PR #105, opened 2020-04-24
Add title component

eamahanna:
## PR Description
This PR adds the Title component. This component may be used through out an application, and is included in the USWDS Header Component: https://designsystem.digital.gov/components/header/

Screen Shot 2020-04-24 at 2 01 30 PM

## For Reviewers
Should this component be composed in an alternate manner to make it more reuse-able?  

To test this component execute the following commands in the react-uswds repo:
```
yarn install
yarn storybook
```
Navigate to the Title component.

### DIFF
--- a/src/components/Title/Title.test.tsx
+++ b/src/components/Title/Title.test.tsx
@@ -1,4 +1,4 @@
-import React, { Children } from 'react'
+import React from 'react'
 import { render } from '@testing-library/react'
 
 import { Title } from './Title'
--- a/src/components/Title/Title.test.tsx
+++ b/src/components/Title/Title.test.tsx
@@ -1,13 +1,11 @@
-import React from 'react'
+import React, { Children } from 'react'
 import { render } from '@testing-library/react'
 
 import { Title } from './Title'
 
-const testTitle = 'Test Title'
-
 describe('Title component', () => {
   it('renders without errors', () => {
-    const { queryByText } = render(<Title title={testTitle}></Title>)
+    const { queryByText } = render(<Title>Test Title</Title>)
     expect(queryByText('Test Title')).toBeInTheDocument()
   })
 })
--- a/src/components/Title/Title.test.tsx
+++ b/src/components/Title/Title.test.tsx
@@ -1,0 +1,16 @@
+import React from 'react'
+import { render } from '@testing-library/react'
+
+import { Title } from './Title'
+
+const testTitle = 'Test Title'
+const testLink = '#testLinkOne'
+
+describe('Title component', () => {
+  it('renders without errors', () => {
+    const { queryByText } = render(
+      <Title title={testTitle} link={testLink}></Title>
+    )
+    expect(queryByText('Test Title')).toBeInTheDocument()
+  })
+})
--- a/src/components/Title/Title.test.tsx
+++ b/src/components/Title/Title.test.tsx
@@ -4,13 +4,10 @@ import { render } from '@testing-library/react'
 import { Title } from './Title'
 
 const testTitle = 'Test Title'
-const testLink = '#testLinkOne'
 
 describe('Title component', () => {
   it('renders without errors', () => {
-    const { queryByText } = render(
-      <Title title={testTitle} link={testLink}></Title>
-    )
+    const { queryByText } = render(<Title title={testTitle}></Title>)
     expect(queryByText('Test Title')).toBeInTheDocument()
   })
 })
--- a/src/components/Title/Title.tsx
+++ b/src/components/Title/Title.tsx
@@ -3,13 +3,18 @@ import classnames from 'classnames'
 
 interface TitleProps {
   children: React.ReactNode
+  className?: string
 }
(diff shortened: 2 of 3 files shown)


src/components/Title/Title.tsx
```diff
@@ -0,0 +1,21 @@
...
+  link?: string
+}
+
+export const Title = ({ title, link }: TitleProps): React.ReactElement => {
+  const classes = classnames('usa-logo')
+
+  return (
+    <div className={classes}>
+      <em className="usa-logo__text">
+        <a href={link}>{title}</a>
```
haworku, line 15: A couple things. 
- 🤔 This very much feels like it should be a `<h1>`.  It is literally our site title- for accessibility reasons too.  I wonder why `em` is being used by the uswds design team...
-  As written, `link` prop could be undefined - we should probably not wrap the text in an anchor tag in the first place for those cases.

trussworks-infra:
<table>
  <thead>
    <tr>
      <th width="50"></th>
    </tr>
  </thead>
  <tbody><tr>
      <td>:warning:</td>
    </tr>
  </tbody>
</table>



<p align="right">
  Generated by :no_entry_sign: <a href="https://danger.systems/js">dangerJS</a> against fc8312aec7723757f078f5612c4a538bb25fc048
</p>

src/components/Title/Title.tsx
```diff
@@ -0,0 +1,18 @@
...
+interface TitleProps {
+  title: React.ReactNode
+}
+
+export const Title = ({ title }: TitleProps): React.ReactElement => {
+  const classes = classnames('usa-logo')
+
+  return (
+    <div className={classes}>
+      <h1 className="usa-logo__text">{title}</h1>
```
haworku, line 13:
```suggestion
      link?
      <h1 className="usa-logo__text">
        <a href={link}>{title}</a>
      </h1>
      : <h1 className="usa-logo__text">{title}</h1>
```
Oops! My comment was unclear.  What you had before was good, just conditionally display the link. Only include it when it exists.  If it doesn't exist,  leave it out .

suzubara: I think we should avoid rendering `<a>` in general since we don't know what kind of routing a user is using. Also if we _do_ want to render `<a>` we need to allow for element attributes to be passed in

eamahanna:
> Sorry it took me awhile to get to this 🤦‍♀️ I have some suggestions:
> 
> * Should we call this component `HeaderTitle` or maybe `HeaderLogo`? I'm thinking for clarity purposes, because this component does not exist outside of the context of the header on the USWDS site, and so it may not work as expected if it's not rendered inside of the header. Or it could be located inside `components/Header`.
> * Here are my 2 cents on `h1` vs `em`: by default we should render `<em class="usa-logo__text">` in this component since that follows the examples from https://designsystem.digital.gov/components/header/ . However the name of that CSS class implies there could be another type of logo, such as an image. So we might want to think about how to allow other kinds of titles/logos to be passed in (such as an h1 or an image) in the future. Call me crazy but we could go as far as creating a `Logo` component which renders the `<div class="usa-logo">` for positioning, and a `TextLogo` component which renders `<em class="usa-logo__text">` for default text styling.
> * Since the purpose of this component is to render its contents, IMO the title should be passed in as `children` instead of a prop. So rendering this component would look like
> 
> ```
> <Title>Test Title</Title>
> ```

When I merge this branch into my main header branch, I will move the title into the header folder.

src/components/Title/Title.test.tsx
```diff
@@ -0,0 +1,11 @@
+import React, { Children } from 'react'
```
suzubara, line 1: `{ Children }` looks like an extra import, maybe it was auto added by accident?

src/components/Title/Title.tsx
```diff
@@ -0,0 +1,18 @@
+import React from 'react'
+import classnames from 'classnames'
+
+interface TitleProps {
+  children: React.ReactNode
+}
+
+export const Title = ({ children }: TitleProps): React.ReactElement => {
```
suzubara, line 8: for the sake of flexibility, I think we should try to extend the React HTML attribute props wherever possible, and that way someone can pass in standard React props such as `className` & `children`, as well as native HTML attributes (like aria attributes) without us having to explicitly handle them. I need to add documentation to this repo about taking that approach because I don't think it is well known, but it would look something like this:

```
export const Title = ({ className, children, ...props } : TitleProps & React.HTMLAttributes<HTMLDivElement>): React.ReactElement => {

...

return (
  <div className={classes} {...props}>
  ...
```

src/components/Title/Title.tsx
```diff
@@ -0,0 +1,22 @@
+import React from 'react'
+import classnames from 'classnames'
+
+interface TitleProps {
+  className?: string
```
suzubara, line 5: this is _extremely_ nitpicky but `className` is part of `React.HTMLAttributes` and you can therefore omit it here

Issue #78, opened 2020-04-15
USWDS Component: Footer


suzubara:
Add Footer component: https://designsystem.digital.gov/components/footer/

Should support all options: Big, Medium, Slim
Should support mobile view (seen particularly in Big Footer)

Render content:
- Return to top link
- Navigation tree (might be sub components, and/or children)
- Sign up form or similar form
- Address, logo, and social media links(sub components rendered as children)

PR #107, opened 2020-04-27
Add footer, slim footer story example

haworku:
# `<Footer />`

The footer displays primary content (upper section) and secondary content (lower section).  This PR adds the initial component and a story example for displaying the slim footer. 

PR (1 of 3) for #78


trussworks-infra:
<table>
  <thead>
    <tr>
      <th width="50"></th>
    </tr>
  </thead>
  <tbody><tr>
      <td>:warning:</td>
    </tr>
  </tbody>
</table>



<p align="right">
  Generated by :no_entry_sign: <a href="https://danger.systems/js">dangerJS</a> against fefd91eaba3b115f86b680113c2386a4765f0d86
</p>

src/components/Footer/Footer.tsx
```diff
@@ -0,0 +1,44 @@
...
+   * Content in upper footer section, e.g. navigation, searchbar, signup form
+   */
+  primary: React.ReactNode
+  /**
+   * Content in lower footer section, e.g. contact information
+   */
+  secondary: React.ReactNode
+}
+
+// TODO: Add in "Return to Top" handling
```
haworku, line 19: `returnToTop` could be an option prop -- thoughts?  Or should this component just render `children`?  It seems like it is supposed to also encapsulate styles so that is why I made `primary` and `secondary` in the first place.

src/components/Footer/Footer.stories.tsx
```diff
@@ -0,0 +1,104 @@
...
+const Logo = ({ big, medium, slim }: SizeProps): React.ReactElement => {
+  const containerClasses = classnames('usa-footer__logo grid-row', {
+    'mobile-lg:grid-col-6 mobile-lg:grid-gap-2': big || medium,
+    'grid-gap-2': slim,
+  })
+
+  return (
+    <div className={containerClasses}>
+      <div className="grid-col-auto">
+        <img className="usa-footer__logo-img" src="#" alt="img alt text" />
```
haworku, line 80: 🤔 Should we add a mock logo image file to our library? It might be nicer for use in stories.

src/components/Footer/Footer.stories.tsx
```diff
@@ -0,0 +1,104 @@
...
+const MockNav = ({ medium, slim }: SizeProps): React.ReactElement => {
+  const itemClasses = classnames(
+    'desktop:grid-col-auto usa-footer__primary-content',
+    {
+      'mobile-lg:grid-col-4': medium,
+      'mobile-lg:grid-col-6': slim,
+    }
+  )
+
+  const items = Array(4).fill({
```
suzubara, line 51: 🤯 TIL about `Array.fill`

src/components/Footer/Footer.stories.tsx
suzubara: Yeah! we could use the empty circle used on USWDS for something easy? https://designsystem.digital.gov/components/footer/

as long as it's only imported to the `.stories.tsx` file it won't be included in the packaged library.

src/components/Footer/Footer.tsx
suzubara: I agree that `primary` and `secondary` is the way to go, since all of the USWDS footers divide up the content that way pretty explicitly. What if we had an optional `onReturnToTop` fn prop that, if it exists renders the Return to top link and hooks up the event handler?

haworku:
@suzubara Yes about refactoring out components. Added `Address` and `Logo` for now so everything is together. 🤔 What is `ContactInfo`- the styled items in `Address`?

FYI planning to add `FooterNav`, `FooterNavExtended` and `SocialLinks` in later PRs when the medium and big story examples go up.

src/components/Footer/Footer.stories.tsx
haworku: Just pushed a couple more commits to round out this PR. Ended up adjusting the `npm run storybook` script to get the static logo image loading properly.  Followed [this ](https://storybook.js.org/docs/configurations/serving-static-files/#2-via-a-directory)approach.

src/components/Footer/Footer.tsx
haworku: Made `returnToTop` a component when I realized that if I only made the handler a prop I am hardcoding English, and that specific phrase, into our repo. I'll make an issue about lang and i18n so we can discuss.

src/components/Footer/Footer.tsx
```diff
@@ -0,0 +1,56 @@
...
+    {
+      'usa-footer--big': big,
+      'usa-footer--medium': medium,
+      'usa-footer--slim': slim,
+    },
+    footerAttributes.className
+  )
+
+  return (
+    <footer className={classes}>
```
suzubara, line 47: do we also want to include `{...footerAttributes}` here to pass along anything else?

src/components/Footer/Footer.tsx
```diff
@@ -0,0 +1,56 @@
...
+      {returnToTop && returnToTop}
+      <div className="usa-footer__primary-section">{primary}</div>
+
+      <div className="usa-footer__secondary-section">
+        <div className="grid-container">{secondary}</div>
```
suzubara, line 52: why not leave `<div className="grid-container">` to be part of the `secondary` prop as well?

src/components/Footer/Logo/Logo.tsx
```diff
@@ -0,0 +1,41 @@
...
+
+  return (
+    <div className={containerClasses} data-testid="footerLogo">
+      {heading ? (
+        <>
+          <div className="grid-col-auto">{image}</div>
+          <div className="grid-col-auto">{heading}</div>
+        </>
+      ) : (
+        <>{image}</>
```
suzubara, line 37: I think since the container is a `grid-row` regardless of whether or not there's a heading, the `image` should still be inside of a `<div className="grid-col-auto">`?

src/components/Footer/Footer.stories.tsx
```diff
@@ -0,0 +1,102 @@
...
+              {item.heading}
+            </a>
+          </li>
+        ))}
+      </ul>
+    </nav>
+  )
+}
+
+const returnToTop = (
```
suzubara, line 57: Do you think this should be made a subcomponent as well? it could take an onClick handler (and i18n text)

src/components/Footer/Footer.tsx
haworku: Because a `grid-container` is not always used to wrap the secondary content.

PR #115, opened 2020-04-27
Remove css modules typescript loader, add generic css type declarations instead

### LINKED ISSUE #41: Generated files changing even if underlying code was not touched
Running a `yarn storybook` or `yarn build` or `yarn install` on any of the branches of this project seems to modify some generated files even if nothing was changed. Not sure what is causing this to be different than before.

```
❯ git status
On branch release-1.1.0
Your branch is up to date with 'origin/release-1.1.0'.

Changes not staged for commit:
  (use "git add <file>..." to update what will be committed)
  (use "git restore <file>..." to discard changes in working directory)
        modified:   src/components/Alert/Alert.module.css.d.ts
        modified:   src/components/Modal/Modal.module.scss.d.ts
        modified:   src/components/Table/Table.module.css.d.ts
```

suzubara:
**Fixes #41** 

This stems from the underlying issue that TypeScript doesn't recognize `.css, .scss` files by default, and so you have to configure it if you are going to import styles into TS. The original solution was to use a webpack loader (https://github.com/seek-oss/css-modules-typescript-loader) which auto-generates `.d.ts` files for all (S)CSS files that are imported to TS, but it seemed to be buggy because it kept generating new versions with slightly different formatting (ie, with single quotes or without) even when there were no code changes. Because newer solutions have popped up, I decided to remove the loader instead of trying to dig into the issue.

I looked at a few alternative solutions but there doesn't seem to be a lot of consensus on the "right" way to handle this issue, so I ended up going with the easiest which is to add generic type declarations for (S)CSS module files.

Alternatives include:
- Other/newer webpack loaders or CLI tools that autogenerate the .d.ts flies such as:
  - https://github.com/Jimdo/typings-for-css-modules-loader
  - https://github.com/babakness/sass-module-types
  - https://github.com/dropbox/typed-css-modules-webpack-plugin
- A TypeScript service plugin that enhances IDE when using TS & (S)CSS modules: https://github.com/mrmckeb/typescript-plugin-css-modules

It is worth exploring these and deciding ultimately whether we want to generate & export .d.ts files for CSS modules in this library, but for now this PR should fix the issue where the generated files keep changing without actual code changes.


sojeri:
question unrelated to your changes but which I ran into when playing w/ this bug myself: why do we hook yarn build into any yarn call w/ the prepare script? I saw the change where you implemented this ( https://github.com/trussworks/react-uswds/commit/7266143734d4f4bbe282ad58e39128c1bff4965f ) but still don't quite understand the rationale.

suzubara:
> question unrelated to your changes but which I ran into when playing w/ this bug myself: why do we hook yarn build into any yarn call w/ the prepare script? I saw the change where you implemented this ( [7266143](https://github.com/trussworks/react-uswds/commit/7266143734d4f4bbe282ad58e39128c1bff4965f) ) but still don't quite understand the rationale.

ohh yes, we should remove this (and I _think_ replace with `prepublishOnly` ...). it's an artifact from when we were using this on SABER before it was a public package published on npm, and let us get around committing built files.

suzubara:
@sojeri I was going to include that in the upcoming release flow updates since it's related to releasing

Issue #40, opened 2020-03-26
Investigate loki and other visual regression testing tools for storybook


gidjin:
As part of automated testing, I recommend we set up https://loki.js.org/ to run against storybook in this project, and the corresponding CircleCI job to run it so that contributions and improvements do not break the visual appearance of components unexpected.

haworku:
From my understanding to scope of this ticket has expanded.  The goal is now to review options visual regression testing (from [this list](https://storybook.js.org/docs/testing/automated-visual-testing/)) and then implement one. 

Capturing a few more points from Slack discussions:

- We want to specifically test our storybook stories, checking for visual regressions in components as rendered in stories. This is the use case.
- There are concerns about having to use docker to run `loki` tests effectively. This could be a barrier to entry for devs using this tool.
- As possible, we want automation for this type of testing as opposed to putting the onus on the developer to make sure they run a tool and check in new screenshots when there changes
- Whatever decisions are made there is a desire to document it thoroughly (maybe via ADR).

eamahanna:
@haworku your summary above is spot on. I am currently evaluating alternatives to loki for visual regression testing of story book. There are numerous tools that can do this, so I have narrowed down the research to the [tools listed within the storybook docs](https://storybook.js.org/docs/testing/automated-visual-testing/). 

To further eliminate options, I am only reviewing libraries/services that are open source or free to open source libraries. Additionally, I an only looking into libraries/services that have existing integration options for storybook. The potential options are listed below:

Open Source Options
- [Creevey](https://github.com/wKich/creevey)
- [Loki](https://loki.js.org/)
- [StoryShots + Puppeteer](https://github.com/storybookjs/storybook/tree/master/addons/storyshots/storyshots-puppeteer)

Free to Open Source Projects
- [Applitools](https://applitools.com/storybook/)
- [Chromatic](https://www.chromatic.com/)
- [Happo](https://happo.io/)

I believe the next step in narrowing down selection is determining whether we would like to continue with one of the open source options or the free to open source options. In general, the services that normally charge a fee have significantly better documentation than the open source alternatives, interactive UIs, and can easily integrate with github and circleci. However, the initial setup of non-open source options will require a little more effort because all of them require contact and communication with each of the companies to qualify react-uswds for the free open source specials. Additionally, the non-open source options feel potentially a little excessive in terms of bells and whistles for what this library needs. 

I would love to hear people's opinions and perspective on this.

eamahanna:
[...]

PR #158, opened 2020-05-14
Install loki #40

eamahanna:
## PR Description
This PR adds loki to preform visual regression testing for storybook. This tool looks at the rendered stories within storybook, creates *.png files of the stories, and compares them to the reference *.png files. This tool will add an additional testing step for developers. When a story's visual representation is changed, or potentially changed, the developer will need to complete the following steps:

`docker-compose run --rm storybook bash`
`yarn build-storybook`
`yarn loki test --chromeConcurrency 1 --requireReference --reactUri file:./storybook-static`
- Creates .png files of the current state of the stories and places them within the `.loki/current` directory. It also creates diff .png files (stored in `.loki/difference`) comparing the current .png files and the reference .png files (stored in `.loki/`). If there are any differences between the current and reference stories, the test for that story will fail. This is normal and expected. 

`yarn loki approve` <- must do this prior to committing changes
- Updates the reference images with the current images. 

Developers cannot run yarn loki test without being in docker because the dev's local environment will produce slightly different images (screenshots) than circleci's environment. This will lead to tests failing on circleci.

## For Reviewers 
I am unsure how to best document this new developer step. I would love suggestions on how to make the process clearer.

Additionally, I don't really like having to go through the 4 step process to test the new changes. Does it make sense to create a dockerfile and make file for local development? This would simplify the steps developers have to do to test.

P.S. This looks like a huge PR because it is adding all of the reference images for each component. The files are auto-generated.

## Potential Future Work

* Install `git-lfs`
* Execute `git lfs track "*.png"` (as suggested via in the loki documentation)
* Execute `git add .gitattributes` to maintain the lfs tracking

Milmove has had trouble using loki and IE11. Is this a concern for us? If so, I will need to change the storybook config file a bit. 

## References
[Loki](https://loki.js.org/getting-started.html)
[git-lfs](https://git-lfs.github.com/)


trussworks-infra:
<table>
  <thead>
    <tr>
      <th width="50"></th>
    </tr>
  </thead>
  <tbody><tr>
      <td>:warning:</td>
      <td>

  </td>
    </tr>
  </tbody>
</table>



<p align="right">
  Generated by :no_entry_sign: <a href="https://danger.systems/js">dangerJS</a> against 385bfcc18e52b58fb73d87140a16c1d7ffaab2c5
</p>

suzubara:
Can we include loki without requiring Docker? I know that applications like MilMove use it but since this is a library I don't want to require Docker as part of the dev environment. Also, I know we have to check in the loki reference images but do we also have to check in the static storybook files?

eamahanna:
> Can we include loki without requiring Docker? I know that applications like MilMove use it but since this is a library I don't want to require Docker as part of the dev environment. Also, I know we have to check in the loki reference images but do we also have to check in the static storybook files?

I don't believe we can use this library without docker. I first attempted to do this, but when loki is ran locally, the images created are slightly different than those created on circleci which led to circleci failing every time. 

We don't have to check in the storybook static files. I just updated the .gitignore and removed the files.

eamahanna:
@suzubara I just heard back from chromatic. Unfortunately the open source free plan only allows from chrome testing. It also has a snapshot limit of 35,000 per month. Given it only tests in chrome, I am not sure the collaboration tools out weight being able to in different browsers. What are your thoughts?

= Instructions for the task =
Please show every line of the entries above that contains the word "lower".

= Exercise response =
The footer displays primary content (upper section) and secondary content (lower section).  This PR adds the initial component and a story example for displaying the slim footer. 
+   * Content in lower footer section, e.g. contact information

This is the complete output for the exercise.